About this Research Topic
Seismic activity (e.g. earthquakes, tremors) beneath volcanic areas is primarily caused by the dynamic interaction of molten rock and hydrothermal fluids with the solid host rock, by fracturing and fragmentation of the magma itself, and by tectonic processes interacting with the volcano. In addition, near surface phenomenon such as explosions and rockfalls at a volcanic edifice also produce seismic events. At volcano observatories globally, the monitoring of spatial and temporal patterns of seismic events, and the characterization of seismogenic sources, are essential geophysical tools to quantify the state of unrest, and forecast eruptions successfully.
A number of physical mechanisms cause seismic activity at volcanoes. These processes can be modeled using the character of seismic waveforms and the distribution of seismic events in space and time (including but not limited to, migration patterns of earthquake swarms). Their interpretation can be commonly aided by seismically imaging the physical properties of the crust, enabling scientists to infer the distribution of magma and magma-derived fluids, and characterize both the dynamic changes in stress and the response of rock and fractures within it. Independent constraints provided by other disciplines also significantly help scientists to understand the volcanic processes. Recent advances in earthquake recording technology, computing power and algorithms in artificial intelligence, allow processing and interpretation of large and complex multi-parametric datasets and scenarios. The end result is an enhanced understanding of magmatic systems and more robust forecast of future volcanic activity.

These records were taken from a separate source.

PR #73, opened 2022-06-22
build(deps): update `widestring` 0.5.1 -> 1

ErichDonGubler:
This change is [Reviewable](https://reviewable.io/reviews/mullvad/windows-service-rs/73)

### DIFF
--- a/CHANGELOG.md
+++ b/CHANGELOG.md
@@ -7,6 +7,7 @@ and this project adheres to [Semantic Versioning](http://semver.org/spec/v2.0.0.
 ## [Unreleased]
 ### Changed
 - Breaking: Change `winapi` dependency to `windows-sys`. This is a breaking change since some of the low level Windows types are exposed in the public API of this library.
+- Breaking: Update `widestring` dependency from version 0.5.1 to 1. This is a breaking change since `NulError` (now `widestring::error::ContainsNul`) is exposed in the public API of this library.
 
 
 ## [0.4.0] - 2021-08-12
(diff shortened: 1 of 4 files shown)


faern:
Nice! Thanks for this contribution. I'll review it as soon as I have time. But if they went "stable" with a 1.0 release it really sounds like we should adopt it. And given that it's a breaking change, and we have a breaking release coming up, it sounds great to have it merged before we do that release.

CHANGELOG.md
```diff
@@ -7,6 +7,7 @@ and this project adheres to [Semantic Versioning](http://semver.org/spec/v2.0.0.
 ## [Unreleased]
 ### Changed
 - Breaking: Change `winapi` dependency to `windows-sys`. This is a breaking change since some of the low level Windows types are exposed in the public API of this library.
+- Breaking: Update `widestring` dependency from version 0.5.1 to 1. This is a breaking change since `NulError` (now `widestring::error::ContainsNul`) is exposed in the public API of this library.
```
vthib, line 10: This is not exactly true. Since https://github.com/mullvad/windows-service-rs/pull/66 widestring is not part of the public API anymore.

So since 0.4.0, there is indeed a breaking change, but it is to vendor this NulError and no longer expose widestring in the public API (see the previously mentioned PR), it isn't the update of widestring to 1.0

faern: Yes and no. Since `windows-service 0.4.0` upgrading `widestring` and changing the error type, is a breaking change. So it should be mentioned in the changelog. BUT the upgrade from 0.5 -> 1.0 is not the breaking part. But I can fix that. I need to polish the changelog anyway.

faern (approved):
Looks good. Thanks for the contribution!

ErichDonGubler:
CC @retep998, @seritools, @Xaeroxe.☝🏻

PR #74, opened 2022-07-19
Improve CI and do some cleanups

faern:
The CI config for this crate is very old. We have migrated everything else to Github Actions. So let's do that for this one as well.

As part of adding formatting and linting I fixed everything Clippy was complaining about. And I moved our formatting to the stable Rust formatter instead of nightly.

---
This change is [Reviewable](https://reviewable.io/reviews/mullvad/windows-service-rs/74)


.github/workflows/build-and-test.yml
```diff
@@ -0,0 +1,51 @@
...
+
+    runs-on: windows-latest
+    steps:
+      - uses: actions/checkout@v3
+
+      - name: Set up MinGW
+        if: matrix.target == 'i686-pc-windows-gnu' || matrix.target == 'x86_64-pc-windows-gnu'
+        uses: egor-tensin/setup-mingw@v2
+        with:
+          platform: ${{ matrix.platform }}
```
faern, line 35: I noticed that the CI works without this parameter also. so for some reason `i686-pc-windows-gnu` builds when this is unset. The documentation for this action says that the default is x64, but I guess it installs both toolchains by default then. I guess it does not hurt to specify it more explicitly? Except a bit more verbose CI config... I'm a bit afraid we test the wrong thing without it :thinking:

dlon (approved):
> Reviewed 7 of 8 files at r1, 2 of 2 files at r2, all commit messages.
> *[Reviewable](https://reviewable.io/reviews/mullvad/windows-service-rs/74)* status: all files reviewed, 1 unresolved discussion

We aim to attract original research articles using seismic datasets to understand the processes acting in volcanic areas and their evolution in space and time. Such studies are critical for building a picture of how, when and where molten rock and volatile phases move and are stored in the crust, and how fluids interact with stressed and fractured rock. We also encourage submission of Data Reports, Brief Research Reports, and Technology and Code format articles. We especially encourage contributions dealing with:
• Observational and theoretical studies that use earthquake swarms and complex sequences to understand fluid migration and rock-fluid interaction processes such as transient stress changes, pore pressure diffusion, creeping events, and the interaction between volcanic and tectonic stresses;
• Studies that handle waveform data to model seismic sources and which image the seismic properties beneath volcanic areas with innovative methodologies;
• Multi-disciplinary studies that interpret seismic activity by incorporating observations and models from fields such as geodesy, structural geology, electrical imaging, and simulations from numerical and analog scenarios.